WereWolf: Craving rare Meat, feeling caged, aggitated by being around people. Unable to control one's anger or temper. The person will give off symptoms of the shift. They will seem more hostile, blood thirsty, aggitated. They may even growl, bare their teeth or other animal like tendencies. In rare cases, some will physically change. Facial hair will grow thicker or darker, nails will become longer, canine's will seem longer. Embrace your wild side, for you are The Misunderstood WereWolf.

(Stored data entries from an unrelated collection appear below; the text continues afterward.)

Issue #1809, opened 2022-10-05
Host community pages via repo submodule


svrnm:
via https://github.com/open-telemetry/community/pull/1056:

> Discussed in the GC call. GC recommendation is to use the same publishing mechanism for Community repo that we already use for including Specification into the website pages.

> My personal suggestion: instead of using a submodule, use a web hook and pull the dependency repos at build time. This will eliminate the need for manual submodule hash updates and will keep the docs up-to-date with the Specs/Community automatically (one possible downside is if commits in those repos end up breaking the build of the website, e.g. by using invalid link).

chalin:
We're using submodules already, I'd rather continue using submodules (easier to reproduce builds IMHO).

chalin:
@svrnm - are you ok with a change in title for this issue, something like: **Host community pages via repo submodule**?

svrnm:
> @svrnm - are you ok with a change in title for this issue, something like: **Host community pages via repo submodule**?

Yes, let's change it to that.

chalin:
Closing, since the community repo is now a submodule. For the mission page work, see:

- #1289

PR #1731, opened 2022-09-09
First draft for a persona based documentation.

svrnm:
Preview: https://deploy-preview-1731--opentelemetry.netlify.app/

Based on the discussion we had yesterday, here's a draft for a persona based documentation. 

**The purpose of this draft is to kick off a discussion and is incomplete!**

Some notes: follow the flow from the main page to the "Getting Started" page, there's a list of links per persona, there the flow stops right now and/or requires some content that does not yet exist. 

A few months back we had a related discussion & document: https://docs.google.com/document/d/1Bs9nOyopvjwGqJWAH1VZwMfEmUSGwyjOo2T8EBEnxxM/edit#heading=h.xtwnq2rnmk86

PR #1825, opened 2022-10-07
Move mission page to community

svrnm:
As discussed yesterday we move the mission, vision, values below /community

#1809 will not change because of that, later we will source that page from the submodule.

### DIFF
--- a/content/en/community/mission.md
+++ b/content/en/community/mission.md
@@ -1,13 +1,7 @@
 ---
-title: Mission
+title: Mission, vision, and values
+aliases: [/mission, /vision, /values]
 ---
-{{% blocks/lead color="primary" %}}
-
-# Mission, vision, and values
-
-{{% /blocks/lead %}}
-
-{{% blocks/section type="section" color="white" %}}
 
 ## Mission &mdash; our overall north star as a community
 
--- a/content/en/community/mission.md
+++ b/content/en/community/mission.md
@@ -1,6 +1,6 @@
 ---
 title: Mission, vision, and values
-aliases: [/mission, /vision, /values]
+aliases: [/mission]
 ---
 
 ## Mission &mdash; our overall north star as a community
--- a/content/en/_index.md
+++ b/content/en/_index.md
@@ -14,7 +14,7 @@ developer_note:
 <div class="l-primary-buttons mt-5">
 
 - [Learn more](/docs/concepts/)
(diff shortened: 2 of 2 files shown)


chalin (changes requested):
I'm having second thoughts about this.

IMHO, the **OTel** mission statement _does_ make sense at the top level, `/mission`.

I think that the TOC/GC _happened_ to place the OTel-project mission statement in the community repo because OTel doesn't have a single organization repo, but it isn't a "community" resource, it is an OTel project-wide statement.

content/en/community/mission.md
```diff
@@ -1,13 +1,7 @@
 ---
-title: Mission
+title: Mission, vision, and values
+aliases: [/mission, /vision, /values]
```
chalin, line 3: If ever there is a decision to move ahead with this page move, I'd vote against introducing two new aliases for pages that did not exist before, namely `/vision`, and `/values`.

svrnm:
> I'm having second thoughts about this.
> 
> IMHO, the **OTel** mission statement _does_ make sense at the top level, `/mission`.
> 
> I think that the TOC/GC _happened_ to place the OTel-project mission statement in the community repo because OTel doesn't have a single organization repo, but it isn't a "community" resource, it is an OTel project-wide statement.

Good point.

There are 2 problems I wanted to fix with that PR:

* Right now the mission page is only linked via the link on the home page, so it's really hard to find
* https://github.com/open-telemetry/opentelemetry.io/pull/1731 is going to remove that link, so there is no link at all to the mission

I am open to find another home for that page.

content/en/community/mission.md
svrnm: fixed

reyang (approved):

melbgirl:
I do think the mission/vision page doesn't add much value as top-level item. The most important things when coming to opentelemetry.io are to see a) what the project is about and b) how to learn more. Mission/vision is a tertiary interest.
That being said, we still need a way to get to the mission/vision, and a home for it. IMO it naturally lives in the Community section of the site, and should be linked from the "About OTel" page.

svrnm:
I think that the mission, vision & values are very important and should have prominent (places), but the main links on the home page are geared towards new people, so yes it doesn't have to be that prominent on that page.

cartermp (approved):

chalin (approved):
I'm willing to go with the majority! ✨

PR #1838, opened 2022-10-10
Add workflow to auto-update collector version

svrnm:
Goal of this workflow is to regularly check for collector version updates and then provide a PR to upgrade them.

I once convinced somebody that I really was a werewolf. I am what is politely referred to as hirsute and have rather prominent canine teeth so that might have helped, and it probably didn't hurt that this person thought she was a vampire.


----------



## grapegrl (Jan 3, 2006)

You scored as Faerie. 

Faerie: Aren't you a cute little flying person? Faeries are earth spirits. They live among each element completely hidden. They have cousins called Pixies. Pixies however, are very mischevious. They enjoy tormenting other creatures for fun. Little pranksters.. I hope you never meet one. Pixies have a bad reputation for finding a creature and clinging to them until death. Faeries can be somewhat close to a Pixie, but mostly they are loving, playful, and carry with them a child-like enthusiasm for life. Hide among the pedals of a Daisy, you are a Faerie.


----------



## Anachronism (Apr 22, 2004)

You scored as Angel.

Angel: Angels are the guardians of all things, from the smallest ant to the tallest tree. They give inspiration, love, hope, and positive emotion. They live among humans without being seen. They are the good in all things, and if you feel alone, don't fear. They are always watching. Often times they merely stand by, whispering into the ears of those who feel lost. They would love nothing more then to reveal themselves, but in today's society, this would bring havoc and many unneeded questions. Give thanks to all things beautiful, for you are an Angel.

Angel 67% 
Mermaid 58% 
WereWolf 42% 
Faerie 42% 
Demon 42% 
Dragon 25%


----------



## morgan8586 (Aug 30, 2006)

This thing is whacked.....how in the hell am I a Faerie? (No freaking comments from the sidelines either!)


----------



## Hella (Feb 6, 2006)

You scored as a Dragon: Now talk about a legend. These magnificent creatures are of many species. Some can be as large as the Earth itself, while others are as small as a mouse. One image that comes to everyone's mind is the large, fire breathing Dragons that loathed humans and loved to sleep on massive piles of gold. Not all dragons have a bad reputation. Most dragons are very wise, caring, and protective. It would make a person very lucky indeed to meet a dragon. Especially if they walked away untouched. I admire your wisdom, for you are the Ancient Dragon


----------



## skullboy (Sep 21, 2006)

Werewolf.How fitting considering I just let my beard grow in.


----------



## Johnny Thunder (Feb 24, 2006)

Well, Morg, you DID say I was a good lookin' fellah  

I am a Werewolf.


----------



## dynoflyer (Oct 8, 2006)

You scored as Dragon. Hummm, kinda matched by moniker. 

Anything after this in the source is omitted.